- **Task to complete**
Beginning at the line containing "Adds a global" in the material below and ending at the line containing "Seems reasonable, thanks!", return each line exactly and add nothing.
Start of Block
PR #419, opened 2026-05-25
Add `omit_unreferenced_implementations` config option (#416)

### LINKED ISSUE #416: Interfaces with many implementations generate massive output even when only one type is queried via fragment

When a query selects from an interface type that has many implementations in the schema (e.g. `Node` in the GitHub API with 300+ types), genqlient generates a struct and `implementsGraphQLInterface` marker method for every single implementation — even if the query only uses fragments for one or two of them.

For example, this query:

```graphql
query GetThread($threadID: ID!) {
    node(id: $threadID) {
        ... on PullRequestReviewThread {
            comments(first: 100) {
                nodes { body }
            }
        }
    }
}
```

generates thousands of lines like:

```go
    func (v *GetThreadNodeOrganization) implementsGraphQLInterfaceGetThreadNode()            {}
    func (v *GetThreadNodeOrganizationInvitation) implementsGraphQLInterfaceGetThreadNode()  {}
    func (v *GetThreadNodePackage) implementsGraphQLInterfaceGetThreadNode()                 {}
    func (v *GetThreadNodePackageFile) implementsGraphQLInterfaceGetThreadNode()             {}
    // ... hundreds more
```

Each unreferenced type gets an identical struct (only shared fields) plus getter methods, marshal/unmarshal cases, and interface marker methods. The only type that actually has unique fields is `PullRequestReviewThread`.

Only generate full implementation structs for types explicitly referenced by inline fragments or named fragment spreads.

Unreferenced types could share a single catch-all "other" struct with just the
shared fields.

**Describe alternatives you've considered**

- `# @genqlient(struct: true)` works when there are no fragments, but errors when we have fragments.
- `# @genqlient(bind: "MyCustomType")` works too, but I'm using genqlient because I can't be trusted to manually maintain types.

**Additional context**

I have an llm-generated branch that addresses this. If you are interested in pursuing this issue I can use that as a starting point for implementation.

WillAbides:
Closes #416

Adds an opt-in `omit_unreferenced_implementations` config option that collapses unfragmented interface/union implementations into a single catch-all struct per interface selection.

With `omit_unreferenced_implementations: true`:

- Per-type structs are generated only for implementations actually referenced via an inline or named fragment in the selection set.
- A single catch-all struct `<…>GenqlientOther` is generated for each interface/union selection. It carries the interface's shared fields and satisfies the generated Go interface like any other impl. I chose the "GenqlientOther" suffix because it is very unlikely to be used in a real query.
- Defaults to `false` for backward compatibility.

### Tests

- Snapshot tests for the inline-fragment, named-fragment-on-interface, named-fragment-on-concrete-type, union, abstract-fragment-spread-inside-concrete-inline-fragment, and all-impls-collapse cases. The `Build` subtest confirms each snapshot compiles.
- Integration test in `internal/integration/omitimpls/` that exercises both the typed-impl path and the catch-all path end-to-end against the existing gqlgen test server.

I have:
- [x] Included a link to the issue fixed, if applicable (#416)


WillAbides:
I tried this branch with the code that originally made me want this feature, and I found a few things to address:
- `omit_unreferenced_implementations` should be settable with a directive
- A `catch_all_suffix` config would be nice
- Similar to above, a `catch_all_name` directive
End of Block
Start of Block
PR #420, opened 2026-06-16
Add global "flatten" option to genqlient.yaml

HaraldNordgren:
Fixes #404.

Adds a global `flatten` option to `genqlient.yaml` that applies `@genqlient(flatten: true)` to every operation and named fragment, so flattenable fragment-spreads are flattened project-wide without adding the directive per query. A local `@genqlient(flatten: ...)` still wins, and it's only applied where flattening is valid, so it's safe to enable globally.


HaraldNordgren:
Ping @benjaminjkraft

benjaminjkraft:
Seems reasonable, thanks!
End of Block
Start of Block
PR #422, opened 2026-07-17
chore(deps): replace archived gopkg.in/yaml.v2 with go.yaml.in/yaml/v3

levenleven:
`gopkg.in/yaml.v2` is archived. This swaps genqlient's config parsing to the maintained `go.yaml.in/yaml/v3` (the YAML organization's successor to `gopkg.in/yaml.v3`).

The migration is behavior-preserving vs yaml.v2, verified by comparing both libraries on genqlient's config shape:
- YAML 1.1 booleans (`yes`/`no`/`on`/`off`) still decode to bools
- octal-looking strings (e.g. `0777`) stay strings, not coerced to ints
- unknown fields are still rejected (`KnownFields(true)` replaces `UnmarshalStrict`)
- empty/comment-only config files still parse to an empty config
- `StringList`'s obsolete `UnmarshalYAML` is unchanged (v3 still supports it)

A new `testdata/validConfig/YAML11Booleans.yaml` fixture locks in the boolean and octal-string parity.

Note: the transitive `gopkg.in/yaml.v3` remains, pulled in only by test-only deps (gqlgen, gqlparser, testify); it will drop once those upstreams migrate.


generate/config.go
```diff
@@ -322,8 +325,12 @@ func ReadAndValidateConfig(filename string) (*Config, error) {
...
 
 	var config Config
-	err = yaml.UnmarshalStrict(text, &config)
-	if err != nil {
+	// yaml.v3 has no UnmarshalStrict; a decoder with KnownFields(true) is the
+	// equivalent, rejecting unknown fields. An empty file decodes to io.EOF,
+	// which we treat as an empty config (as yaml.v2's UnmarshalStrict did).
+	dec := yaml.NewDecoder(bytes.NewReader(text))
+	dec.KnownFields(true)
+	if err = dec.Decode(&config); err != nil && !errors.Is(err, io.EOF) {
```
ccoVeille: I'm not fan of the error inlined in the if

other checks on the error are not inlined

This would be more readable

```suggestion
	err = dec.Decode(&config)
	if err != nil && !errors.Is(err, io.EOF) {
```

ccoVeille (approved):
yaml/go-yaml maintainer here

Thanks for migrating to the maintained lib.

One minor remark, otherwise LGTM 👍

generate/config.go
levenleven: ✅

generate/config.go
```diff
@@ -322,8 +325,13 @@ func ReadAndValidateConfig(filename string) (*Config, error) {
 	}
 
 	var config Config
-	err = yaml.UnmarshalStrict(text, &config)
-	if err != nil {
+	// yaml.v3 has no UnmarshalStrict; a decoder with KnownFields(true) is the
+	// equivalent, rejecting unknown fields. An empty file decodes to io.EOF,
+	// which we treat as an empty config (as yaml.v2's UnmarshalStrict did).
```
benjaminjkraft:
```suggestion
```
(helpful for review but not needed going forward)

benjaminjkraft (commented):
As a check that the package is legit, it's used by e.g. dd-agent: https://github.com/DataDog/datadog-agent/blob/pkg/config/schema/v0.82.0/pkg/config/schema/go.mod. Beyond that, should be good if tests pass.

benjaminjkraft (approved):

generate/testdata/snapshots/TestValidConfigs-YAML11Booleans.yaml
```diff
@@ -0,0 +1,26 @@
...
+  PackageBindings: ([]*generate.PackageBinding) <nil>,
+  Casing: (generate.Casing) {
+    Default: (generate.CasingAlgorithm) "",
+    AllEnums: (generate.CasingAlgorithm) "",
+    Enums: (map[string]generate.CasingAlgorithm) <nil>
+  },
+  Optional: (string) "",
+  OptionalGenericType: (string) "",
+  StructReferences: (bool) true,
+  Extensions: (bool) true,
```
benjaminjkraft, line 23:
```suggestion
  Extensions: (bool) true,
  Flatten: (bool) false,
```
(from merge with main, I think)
End of Block
- **Finished exercise**
Adds a global `flatten` option to `genqlient.yaml` that applies `@genqlient(flatten: true)` to every operation and named fragment, so flattenable fragment-spreads are flattened project-wide without adding the directive per query. A local `@genqlient(flatten: ...)` still wins, and it's only applied where flattening is valid, so it's safe to enable globally.


HaraldNordgren:
Ping @benjaminjkraft

benjaminjkraft:
Seems reasonable, thanks!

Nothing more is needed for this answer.